Set every entry down again precisely.
Data for the task below:
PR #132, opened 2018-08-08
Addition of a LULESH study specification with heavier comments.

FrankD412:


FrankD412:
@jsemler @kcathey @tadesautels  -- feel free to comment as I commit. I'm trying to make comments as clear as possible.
End of Data for the task.
Response »
PR #132, opened 2018-08-08
Addition of a LULESH study specification with heavier comments.

FrankD412:


FrankD412:
@jsemler @kcathey @tadesautels  -- feel free to comment as I commit. I'm trying to make comments as clear as possible.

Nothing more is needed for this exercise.